WHAT THE EXERCISE ASKS | Return exactly the lines of the records below, starting at the line that contains "Trio and xDrip4iOS" and ending at the line that contains "4 missed readings", with both of those lines kept.

[[ GIVEN RECORDS open ]]

PR #851, opened 2025-11-19
[Part 1 of 2] Archive deleted glucose readings for CGM backfill

kingst:
This PR introduces a new table in CoreData to store deleted glucose readings. Storing deleted glucose values allows us to avoid backfilling already deleted items after we re-enable CGM backfills.

This is part 1 of 2 to address this issue: https://github.com/nightscout/Trio/issues/737


dnzxy (approved):
I have tested this PR in conjunction with #853 and can report that it works as expected.
More detailed test report on #853.

Optional/nit: I don't really like `deletedGlucoseDeletion`, but not sure what else to propose here. Maybe `archivedGlucoseDeletion`?

kingst:
@dnzxy I agree, I made the change. This one is ready to merge when you're ready.

dnzxy (approved):

PR #853, opened 2025-11-20
[Part 2 of 2] CGM Backfill Support

kingst:
This commit adds logic to support backfilled CGM values from CGM managers. There are a few key corner cases that it handles:
    - _Not_ backfilling previously deleted CGM readings
    - Deduplication for CGM readings
    - Avoiding adding CGM readings when values already exist
    
The way we handle it is by comparing timestamps from both the DeletedGlucoseStored and GlucoseStored CoreData tables.
    
Our logic isn't perfect, because we're only looking at timestamps. But it's simple and predictable. Since these are corner cases that we don't expect to happen often in practice, having a less than perfect but simple solution is preferred.

This PR depends on this one, which adds the deleted glucose archive: https://github.com/nightscout/Trio/pull/851


dnzxy (approved):
I have tested this in-vivo with the following setup

## Test Result: **successful**
* Backfill nominal
* Deletion of glucose entries nominally
* Respects previously deleted (backfilled) entries

| Key | Value |
|--------|--------|
| Phone | iPhone 15 Pro |
| iOS | iOS 18.7.1 |
| CGM | Dexcom G6 + Anubis |
| CGM App | xDrip4iOS v6.1.0 |
| Pump | Omnipod Dash |

The Trio version I ran is basically currently private `oref-swift-medtrum` with PR #851 and #853 applied. 

## Test Procedure
* Delete a few entries in the last 60 minutes
* Toggle off Bluetooth
* Force quit Trio and xDrip4iOS
* Wait for 15 minutes
* Toggle on Bluetooth again
* Open xDrip4iOS and Trio, wait for next CGM reading
* Observe: readings get filled in successfully; previously deleted entries are not backfilled
* Repeat test once more. This time delete one entry that was part of the previously backfilled 3 readings
* Observe: readings get filled in successfully; previously deleted + backfilled entries are not backfilled

I approve of this PR based on testing and functionality-wise.

I am uncertain how to address the various SonarQube issues.

MikePlante1:
Testing setup:
* iPhone SE (2nd gen)
* iOS 26.1
* Anubis + G6 Sensor Simulator Hardware
* Dexcom G6 app v1.14.0 (SW11677)
* OrangeLink + Medtronic 723
* Trio:dev v0.6.13 + this PR'd branch merged in

## ✅ Test 1
* Place CGM and iPhone on opposite sites of building out of reach for ~23 minutes
* **Observed:** 4 readings missed
* Place CGM and iPhone back next to each other
* **Observed:** When 5th reading came in, it populated in Trio as well as all 4 missed readings
* Note: I did confirm the 314 vs 315 readings matched between Trio and G6 app

| Trio Main | Trio History | Dexcom G6 |
|---|---|---|
|  |  |  |
|  |  |  |

## ❎ Test 2
* Close Trio App but leave Dexcom G6 app open for 12 minutes
* **Observed:** 2 readings missed in Trio but not in Dexcom G6 app
* Open Trio App
* **Observed:** Next reading populated in Trio but the missing readings did not backfill
* **_Not a blocker, as I did not expect this to succeed_**

| Trio Main | Trio History | Dexcom G6 |
|---|---|---|
|  |   |   |
|  |  |  |

## ✅ Test 3
* Delete last CGM reading from Trio
* Close G6 app (didn't want to walk the phone out of range of the G6)
* Wait a bit before re-opening G6 app
* **Observed:** When next reading came in, backfill was successful and did not include deleted reading

| Trio Main | Trio History | Dexcom G6 |
|---|---|---|
|  |  |  |
|  |  |  |

dnzxy (approved):

MikePlante1:
Couple more tests:

## ✅ Test 4
* Turn off phone for over 3 hours before turning it back on
* Ensure both Dexcom G6 app and Trio app are open and wait for next reading
* **Observe:** 3 hours of glucose data backfilled to both the Dexcom G6 app and Trio

| Trio Main | Trio History | Dexcom G6 |
|---|---|---|
|  |   |  |
|  |  |  |

## ⍰ Test 5
* Close the Dexcom G6 app to simulate the phone being out of range from the transmitter
* Wait for 2 missed readings
* Enter a manual glucose reading and force a loop cycle
* Open Dexcom G6 app and wait for the next reading
* **Observe:** First missed reading was backfilled, but not the second one that would be close to the same time as the manual glucose entry
* **_While strange, not that big of a deal. Probably not a blocker._**

| Trio Main | Trio History | Dexcom G6 |
|---|---|---|
|  |  |  |
|  |  |  |

MikePlante1:
To explain Test 5: Say you're at a concert or an apple store and your dexcom ain't reading for half an hour... so you fingerstick and enter that reading. When your Dexcom finally connects and backfills, it'll skip the backfill for the timeslot of the fingerstick reading that was manually entered. So again, not a big deal, and I think oref might pool cgm readings anyway? But if Trio is your only source of glucose readings in Nightscout, it'd be nice for it to include all of the readings.

MikePlante1 (approved):
Approving from testing. Feel free to address Test 5 in this PR, another PR, or just not address it at all.

kingst:
Thank you for the detailed testing, @MikePlante1 ! My vote is to move forward with this PR as is, here is my thinking:
- For test 2, we are limited to backfilling only what the CGM plugins tell us about and in this case the plugin doesn't know about the backfill so we are limited.
- For test 5, we could handle this but it would complicate the logic. With this feature I wanted to keep the logic very simple and make sure that we nail the common backfill case, like leaving your phone in another room for 10 minutes and making sure those two missing readings get logged. If we wanted to handle this case we'd track sources, filter out manual reading, etc but since we've already had one false start with it due to differences in how xdrip and dexcom readings get backfilled, so I wanted to keep the logic super simple. Would you be open to creating an issue describing the desired behavior around test 5?

MikePlante1:
Sounds good. With you, @dnzxy, and I in agreement, I will merge this now and open up an Issue for Test 5.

[[ GIVEN RECORDS closed ]]

EXPECTED OUTPUT |
* Force quit Trio and xDrip4iOS
* Wait for 15 minutes
* Toggle on Bluetooth again
* Open xDrip4iOS and Trio, wait for next CGM reading
* Observe: readings get filled in successfully; previously deleted entries are not backfilled
* Repeat test once more. This time delete one entry that was part of the previously backfilled 3 readings
* Observe: readings get filled in successfully; previously deleted + backfilled entries are not backfilled

I approve of this PR based on testing and functionality-wise.

I am uncertain how to address the various SonarQube issues.

MikePlante1:
Testing setup:
* iPhone SE (2nd gen)
* iOS 26.1
* Anubis + G6 Sensor Simulator Hardware
* Dexcom G6 app v1.14.0 (SW11677)
* OrangeLink + Medtronic 723
* Trio:dev v0.6.13 + this PR'd branch merged in

## ✅ Test 1
* Place CGM and iPhone on opposite sites of building out of reach for ~23 minutes
* **Observed:** 4 readings missed
* Place CGM and iPhone back next to each other
* **Observed:** When 5th reading came in, it populated in Trio as well as all 4 missed readings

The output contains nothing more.